UPDATE CalendarRawDetailed SET Xmaximum_nights = TRY_CONVERT(smallint, RTRIM(maximum_nights, '"')) WHERE Xmaximum_nights IS NULL
UPDATE CalendarRawDetailed SET XmINimum_nights = TRY_CONVERT(smallint, RTRIM(mINimum_nights, '"')) WHERE Xminimum_nights IS NULL
UPDATE CalendarRawDetailed SET Xadjusted_price = TRY_CONVERT(money, LTRIM(adjusted_price, '$')) --WHERE Xmaximum_nights IS NULL
SELECT *
FROM CalendarRawDetailed
WHERE Xadjusted_price IS NULL
DELETE FROM CalendarRawDetailed WHERE Xmaximum_nights IS NULL
UPDATE CalendarRawDetailed set Xavailable = 1 where available = 't'
The Calendar table has 365 rows for each listing, and I will update Calendar dates, so they are in the “future”.
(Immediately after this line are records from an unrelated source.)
PR #367, opened 2021-07-28
refactor: 💡 refactor from js to ts

jamesgriffith9519:
#244 
Convert SQFormResetButtonWithConfirmation to TS
https://www.loom.com/share/e19ecfefef324c0290565e1a77eb3241

### DIFF
--- a/src/components/SQForm/SQFormResetButtonWithConfirmation.tsx
+++ b/src/components/SQForm/SQFormResetButtonWithConfirmation.tsx
@@ -1,8 +1,24 @@
 import React from 'react';
-import PropTypes from 'prop-types';
-import {useDialog} from '@selectquotelabs/sqhooks';
 import {DialogAlert, RoundedButton} from 'scplus-shared-components';
 import {useFormButton} from './useFormButton';
+import {useDialog} from '@selectquotelabs/sqhooks';
+
+type SQFormResetButtonWithConfirmationTypes = {
+  /** The contents of the form button; usually text */
+  children: React.ReactNode;
+  /** Title of the confirmation dialog */
+  confirmationTitle?: string;
+  /** Content of the confirmation dialog */
+  confirmationContent: React.ReactNode;
+  /** Whether the button is disabled */
+  isDisabled?: boolean;
+  /** Title of the button */
+  buttonTitle?: string;
+  /** Callback for reset*/
+  onReset?: () => void;
+
+  variant?: string;
+};
 
 function SQFormResetButtonWithConfirmation({
   children,
@@ -12,13 +28,12 @@ function SQFormResetButtonWithConfirmation({
   confirmationTitle = 'Reset Form',
   variant = 'contained',
   onReset
-}) {
+}: SQFormResetButtonWithConfirmationTypes): JSX.Element {
   const {isDialogOpen, openDialog, closeDialog} = useDialog();
   const {dirty, handleReset} = useFormButton(isDisabled);
 
-  const handlePrimaryButtonClick = () => {
+  const handlePrimaryButtonClick = (): void => {
     handleReset();
-
     // optional function prop consumer can pass to handle any additional side effects when resetting form
     onReset && onReset();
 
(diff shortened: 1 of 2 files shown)


src/components/SQForm/useFormButton.tsx
```diff
@@ -12,11 +12,12 @@ type UseFormButtonReturnType = {
   isValid: boolean;
   handleClick: DebouncedState<React.MouseEventHandler<HTMLButtonElement>>;
   [key: string]: unknown;
+  handleReset: () => void;
 };
 
 export function useFormButton(
   isDisabled: boolean,
-  shouldRequireFieldUpdates: boolean,
+  shouldRequireFieldUpdates?: boolean,
```
jamesgriffith9519, line 20: I noticed this component never had any propTypes to start with that would tell me if these props should be required or optional, i just looked inside of some other components that are consuming this to determine that, some use all 3 props and others. just seem to use IsDiabled, so i went ahead and made this 'shouldRequireFieldUpdates' optional.

src/components/SQForm/SQFormResetButtonWithConfirmation.tsx
```diff
@@ -1,8 +1,24 @@
...
+  confirmationTitle?: string;
+  /** Content of the confirmation dialog */
+  confirmationContent: React.ReactNode;
+  /** Whether the button is disabled */
+  isDisabled?: boolean;
+  /** Title of the button */
+  buttonTitle?: string;
+  /** Callback for reset*/
+  onReset?: () => void;
+
```
mishaqkhan, line 19: [Suggestion] Can we add comment to explain `variant` prop ?

src/components/SQForm/SQFormResetButtonWithConfirmation.tsx
```diff
@@ -1,8 +1,24 @@
...
+  /** Content of the confirmation dialog */
+  confirmationContent: React.ReactNode;
+  /** Whether the button is disabled */
+  isDisabled?: boolean;
+  /** Title of the button */
+  buttonTitle?: string;
+  /** Callback for reset*/
+  onReset?: () => void;
+  /** style variant, "contained" or "outlined"*/
+  variant?: string;
```
codyarose, line 20: `variant` should be limited to "contained" or "outlined" if those are the only options allowed
```suggestion
  variant?: 'contained' | 'outlined';
```

codyarose (changes requested):

src/components/SQForm/SQFormResetButtonWithConfirmation.tsx
jamesgriffith9519: ahh, good catch! a union type would work perfectly!

20BBrown14 (approved):

src/components/SQForm/SQFormResetButtonWithConfirmation.tsx
```diff
@@ -1,8 +1,24 @@
 import React from 'react';
-import PropTypes from 'prop-types';
-import {useDialog} from '@selectquotelabs/sqhooks';
 import {DialogAlert, RoundedButton} from 'scplus-shared-components';
 import {useFormButton} from './useFormButton';
+import {useDialog} from '@selectquotelabs/sqhooks';
+
+type SQFormResetButtonWithConfirmationTypes = {
```
20BBrown14, line 6: I'm not sure it matters too much but I think all the other components so far have used `interface` instead of `type`. Also the names we're using are of hte format `${componentName}Props`

src/components/SQForm/useFormButton.tsx
```diff
@@ -12,11 +12,12 @@ type UseFormButtonReturnType = {
   isValid: boolean;
   handleClick: DebouncedState<React.MouseEventHandler<HTMLButtonElement>>;
   [key: string]: unknown;
+  handleReset: () => void;
```
codyarose, line 15: This `handleReset` should actually come from the `...rest` in `useFormikContext`. I'll be creating an issue and PR for that and a couple other type improvements soon

codyarose: #382

codyarose: Merged #382, so the handleReset should be typed properly and you can remove this addition to useFormButton

codyarose:
This looks good! Could you merge the recent updates from #248? Otherwise the tests are going to fail in CI

codyarose:
@jamesgriffith9519 I've updated #244 with the changes from #385, so this PR needs to pull in those changes and update `SQFormResetButtonWithConfirmation` to use the new `useFormButton` object parameter. After that this should be good to go 🤞

PR #371, opened 2021-07-29
refactor: 💡 SQForm to ts

AamirMaan:
Finally, first component to typescript
https://www.loom.com/share/a29b81ba523f46ccbeea6f9ed580d3ed


src/components/SQForm/SQForm.tsx
```diff
@@ -24,12 +50,15 @@ function SQForm({
...
+  const handleReset = (): void => {
+    document &&
+      document.activeElement &&
+      (document.activeElement as HTMLElement).blur();
   };
 
   const handleSubmit = useDebouncedCallback(
-    (...args) => onSubmit(...args),
+    // eslint-disable-next-line @typescript-eslint/no-explicit-any
+    (...args: [any]) => onSubmit(...args),
```
gdoohen1, line 61: I think @jamesgriffith9519 ran into something similar to this the other day and found an alternative to `...args`

src/components/SQForm/SQForm.tsx
```diff
@@ -1,19 +1,45 @@
...
+   *
+   * https://jaredpalmer.com/formik/docs/api/withFormik#handlesubmit-values-values-formikbag-formikbag--void--promiseany
+   * */
+  onSubmit: (event: React.SyntheticEvent) => void;
+  /**
+   * Yup validation schema shape
+   * https://jaredpalmer.com/formik/docs/guides/validation#validationschema
+   * */
+  // eslint-disable-next-line @typescript-eslint/no-explicit-any
+  validationSchema?: Record<string, any>;
```
gdoohen1, line 32: Can this be `Record<string, unknown>` instead of using `any` ?

src/components/SQForm/SQForm.tsx
AamirMaan: > I think @jamesgriffith9519 ran into something similar to this the other day and found an alternative to `...args`

I would love to see that, I was stuck with this for a bit, and was nothing seemed to work.

src/components/SQForm/SQForm.tsx
AamirMaan: > Can this be `Record<string, unknown>` instead of using `any` ?

Actually I tried this one, but it was yelling
image

src/components/SQForm/SQForm.tsx
jamesgriffith9519: > > I think @jamesgriffith9519 ran into something similar to this the other day and found an alternative to `...args`
> 
> I would love to see that, I was stuck with this, and nothing seemed to work.

Sorry for the delay! I didin't notice this until i checked my email and found it, here's the file i was working in and I think it will help with this issue that you are having! https://github.com/SelectQuoteLabs/SQForm/pull/350/files#diff-b2fd4208eb74b575ac362adcbdd31266b1ab12b56a0d0b04bd0bb7d61696d7c4

src/components/SQForm/SQForm.tsx
gdoohen1: @AamirMaan It looks like `Yup` has a type for schemas. If you look in `SQForm.stories.js` line 217 and mouse over `validationSchema` you can see what the schemas look like. But in this we don't know exactly what schemas we are getting so instead of `any` you should be able to use `Yup.MixedSchema` instead.

codyarose (changes requested):

src/components/SQForm/SQForm.tsx
```diff
@@ -1,19 +1,50 @@
...
+    values: Values,
+    formikHelpers: FormikHelpers<Values>
+  ) => void | Promise<unknown>;
+  /**
+   * Yup validation schema shape
+   * https://jaredpalmer.com/formik/docs/guides/validation#validationschema
+   * */
+  validationSchema?: Record<
+    keyof Values,
+    Yup.AnySchema<Values[keyof Values] | null | undefined>
```
AamirMaan, line 36: Adding null here, as in most of repos, nullable is being passed to Yup schema

codyarose (approved):

gdoohen1 (approved):

codyarose:
@AamirMaan Please merge the recent updates from #248 and resolve any conflicts

src/components/SQForm/SQForm.tsx
```diff
@@ -1,19 +1,50 @@
...
+  >;
+}
+
+function SQForm<Values>({
```
20BBrown14, line 40: Hm. I've just seen this. Why does SQForm need an argument like this? This is definitely at the limit of my TS knowledge.

As a consumer what would I pass here?

gdoohen1: I think it's for the props `initialValues` and `validationSchema` to be able to use that to define their types.

20BBrown14: cool, I just watched cody's video above.

So when i consume then I don't need to `SQForm<someTypehere>` , TS will infer that type based on what I pass into `initialValues`?

Or do i need a seperate interface, `initialValuesTypes` outlining the types of the my initialValues?

codyarose: It should get the type from whatever you put in `initialValues`. I'm going to take a second look at this because we may not need to have that generic on `SQForm`, which could prevent any future confusion about needing to provide a generic

gdoohen1: Oh I didn't know it inferred the values that's awesome.

AamirMaan: It was new for me, this thing is awesome, I didn't we could pull off something like this using inferring type

codyarose: Alright, I took another look and I do think this is the way to go. With the `Values` generic on SQForm, we infer the type from `initialValues` and pass it to the `SQFormProps` interface so we strongly type the `onSubmit` and `validationSchema` props. You could still provide the `<SQForm>` component with a value for that generic, but `initialValues` is a required prop and linked to that generic, so whatever you define in the generic will have to match the type of whatever is given to `initialValues`. However, there's no added value in doing that -- the consumer won't need to know or care about the generic

[This SO post](https://stackoverflow.com/questions/67869151/infer-generic-type-between-2-props-in-react-typescript) shows the same solution in a more simple context -- that may better illustrate what's going on here if anyone is confused

package.json
```diff
@@ -84,7 +84,8 @@
     "react-window": "^1.8.5",
     "scplus-shared-components": "https://npm-public.selectquotelabs.com/scplus-shared-components/7.3.1",
     "text-mask-addons": "^3.8.0",
-    "use-debounce": "^6.0.0"
+    "use-debounce": "^6.0.0",
+    "yup": "^0.32.9"
```
20BBrown14, line 88: FWIW, there was a breaking change in Yup 0.31 that was "array().required() will no longer consider an empty array missing and required checks will pass." which we rely on for some of our components, name checkboxgroup. This is why your tests and ci are failing. So I think we need to ugprade yup in a seperate issue which will broke this and #395

20BBrown14 (changes requested):

package.json
20BBrown14: #398 has been merged, so after a rebase/merge this branch's CI failures should be resolved.

AamirMaan: I am trying to merge latest changes from issue/244-EnableTypeScript branch, but it is giving me error which is I am unable to understand/resolve. 
image
Is anyone else facing the same issue while commiting or merging the code or is it only me?

20BBrown14: We've had this discussion before in Slack somewhere. To get around this, because it's an error you can't really fix without changing config and it's not something that we expect to see often, just do `git commit -m "whatever your commit message is here" --no-verify`

DO NOT skip verification otherwise with `--no-verify`.

20BBrown14: Looks like a lot of files got touched by prettier or the linter for some reason

AamirMaan: Yes, I have created a new branch and pushed my changes to that branch "issue/346-EnableTypeScript-SQForm". Maybe creating new pull request and declining this is a good idea.

20BBrown14: uh, idk about that. Seems unnecessary, imo. bUt that's just me.

AamirMaan: Yes, you are right, those changes don't seem harmful. So I am sticking with this PR.

aharpt:
Closing this Pull Request since it has not been worked on for ~5 months and it seems it would take less work to simply close this and open another PR as opposed to work off this current one.

PR #372, opened 2021-07-29
fix: 🐛 gave autocomplete dropdown tooltips and larger size

gdoohen1:
Here is the ticket for these changes https://selectquote.atlassian.net/browse/SSC-134

The issue was the autocomplete's dropdown of options was limited to the field's size in the form which caused issues with readability of the options. I increased the width of the dropdown to be 2X the width of the field but with a limit so that it doesn't run off the screen. I also added tooltips to all the options.

**Loom**: https://www.loom.com/share/609c71187ca84dc6925ea88a5652e846
Note: The loom shows the tooltip text in middle of the row, I've updated it to be on the bottom-left so it now shows directly below the value for very large dropdowns.

### DIFF
--- a/src/components/SQForm/SQFormAutocomplete.js
+++ b/src/components/SQForm/SQFormAutocomplete.js
@@ -347,7 +347,7 @@ SQFormAutocomplete.propTypes = {
   onInputChange: PropTypes.func,
   /** Size of the input given full-width is 12. */
   size: PropTypes.oneOf(['auto', 1, 2, 3, 4, 5, 6, 7, 8, 9, 10, 11, 12]),
-  /** Lock width to the width of the field in the form */
+  /** Lock width of the dropdown to the width of the field in the form */
   lockWidthToField: PropTypes.bool
 };
 
--- a/src/components/SQForm/SQFormAutocomplete.js
+++ b/src/components/SQForm/SQFormAutocomplete.js
@@ -1,11 +1,14 @@
 import React from 'react';
 import PropTypes from 'prop-types';
-import TextField from '@material-ui/core/TextField';
+import {
+  TextField,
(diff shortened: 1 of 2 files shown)


lucas-homer:
So if I understand correctly, this is now the default behavior. What if we had a flag or something to lock the width to the input width? I can imagine some situations where the dropdown options are not long, and they're positioned on the left of a form and we're going to end up with humongous dropdown windows. Thoughts?

gdoohen1:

CREATE TABLE [dbo].[Calendar](
[listing_id] [bigint] NOT NULL,
[date] [date] NOT NULL,
[available] [bit] NOT NULL,
[price] [money] NOT NULL,
[adjusted_price] [money] NOT NULL,
[minimum_nights] [smallint] NOT NULL,
[maximum_nights] [smallint] NOT NULL
) ON [PRIMARY]
The Calendar table as approximately 31 million rows which should be plenty for my scale testing.